A security measure in sidechain peg systems preventing exploit or double-spend of pegged BTC, often requiring federation consent.

A peg-guard is a security mechanism in a sidechain peg system designed to prevent fraudulent withdrawals - especially the catastrophic failure mode where a bug or attack lets someone "print" pegged BTC out of thin air, creating sidechain tokens that aren't backed by actual mainnet BTC reserves.

What a peg-guard needs to protect against:

  • Sidechain consensus bugs. A bug that lets invalid blocks pass could create sidechain tokens that shouldn't exist. If those tokens then get peg-out approval, real BTC drains from the locked reserve.
  • Inflation in sidechain code. Software bugs that issue more sidechain tokens than were locked via peg-ins.
  • Collusion among peg operators. Federation members signing peg-outs not backed by valid peg-ins.

Common peg-guard implementations:

  • Multi-signature thresholds on peg-out. Requiring 11-of-15 federation signatures means a single rogue operator can't drain funds. Used by Liquid.
  • Cross-validation requirements. Federation members independently validate both the sidechain state and the peg-out proposal before signing. If a sidechain bug looks like it's draining the peg reserve, members refuse to sign.
  • Audit reserves. Some sidechains publish proof-of-reserves regularly so users can verify the peg backing matches the issued tokens.
  • Slow withdrawal windows (drivechain style). Long delays before peg-outs finalize give time to detect anomalies.

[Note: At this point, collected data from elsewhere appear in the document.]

PR #10955, opened 2019-02-26
Random advanced virus event

farie82:
**What does this PR do:**
Adds the advanced virus outbreak event.
Like the normal virus outbreak event this spawns a virus. But this one is advanced instead of a regular one.
Meaning it has 2 to 6 random symptoms which you can also get from human engineering.
The virus goes through the advanced virus limit and can always spread at least by touch.

**Changelog:**
:cl:
add: Added an advanced virus outbreak. Now besides a normal virus outbreak there is also a chance to get an advanced virus outbreak which has randomised symptoms
/:cl:

PR #13788, opened 2020-07-08
Reworks the disease outbreak event. Makes sure it is actually a potential dangerous issue to the crew

### LINKED ISSUE #11617: Can't get infected by the cold virus (event) when you already have an advanced virus
**Problem Description**:
Can't get sick if you have an advanced virus

Get sick

**What happened instead**:
Don't get sick. ABM won't work

Doesn't make sense

Have an advanced virus in you. Get the event to trigger (Or just spawn in the cold virus). Don't get sick.

Since forever. Especially now since you can only have 1 advanced virus

The event cold virus is an advanced virus. Meaning you won't get infected if you already have an advanced virus in you.

### LINKED ISSUE #13787: Transforming level 7 virus
**Issue Description**:

There was a random virus, which did have a name and cure of saline and spreading by blood. For some reason, it did transform into an unknown virus that spread by contact and had a different listed cure, acording to VV.

The virus to stay the same and let itself be cured.

**What happened instead**:

The virus seems to have needed one cure, but another was shown.

Medbay would need to test every potential cure to heal a virus if it changes like that, as no reading can be trusted.

It should be reproducable by a virus that has theese symptoms, but may be spawned by the event: /datum/symptom/itching /datum/symptom/sneeze  /datum/symptom/cough /datum/symptom/shivering /datum/symptom/headache
Name it, and in the first stage, it'll have that name. Later, it'll have the same ID, but different cure and unknown name.

Unknown.

**Extra information**:

Was checked on with VV and SDQL to get all /disease/advance, SDQL found only one of the named virus remaining, which was on the carrier of the event, staying at stage 1, many instances of the unknown version with the same symptoms, but other cure and spread. Did VV one infected early, they had the named version, but later, it switched to unknown with the different cure and spread, which i belive was caused by the raised stage.

farie82:
## What Does This PR Do
Makes the disease outbreak event actually work when it rolls to create a random advanced virus.
1. Will actually give it symptoms instead of the default 1 or 2 it gets. Also removes the weird property setting that just broke the virus when it spread to somebody else. Fixes #13787
2. Makes sure the virus created is actually able to spread. Either by it's stats or by sneezing.
3. Makes the virus able to be contracted even if you already have one advanced virus. This will make curing viruses using ABM actually valid again. fixes #11617

Partial revive of #10955

## Why It's Good For The Game
1. It fixes a bug
2. It will ensure the virus actually spreads and not just infects patient 0.
3. It will ensure the virus actually will be an issue to the crew even if the virologist already made his healing virus

## Changelog
:cl:
tweak: Random event viruses are now guaranteed to spread
tweak: Random event viruses now spread to victims even if a victim already has an advanced virus
fix: Random event advanced viruses now actually get a set of symptoms instead of the default generated ones.
/:cl:

### DIFF
--- a/code/modules/events/disease_outbreak.dm
+++ b/code/modules/events/disease_outbreak.dm
@@ -9,12 +9,25 @@
 		D = new virus_type()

In Liquid specifically, the "peg-guard" framing isn't formally branded but the function is performed by federation members independently validating Liquid state before signing peg-out releases. The decentralized validation is the guard - if the federation suspects a Liquid bug, individual members can refuse to sign and the peg-out doesn't go through.

For users, the peg-guard isn't directly visible but is part of what makes a sidechain peg trustworthy enough to use at scale. A sidechain with a strong peg-guard is one where consensus bugs don't immediately drain the BTC reserve.

Key takeaways

  • Prevents pegged BTC from being withdrawn illegitimately
  • Federation or multi-sig typically verifies legitimate peg-outs
  • Crucial to sidechain security where two-way pegs are used

Related terms (5)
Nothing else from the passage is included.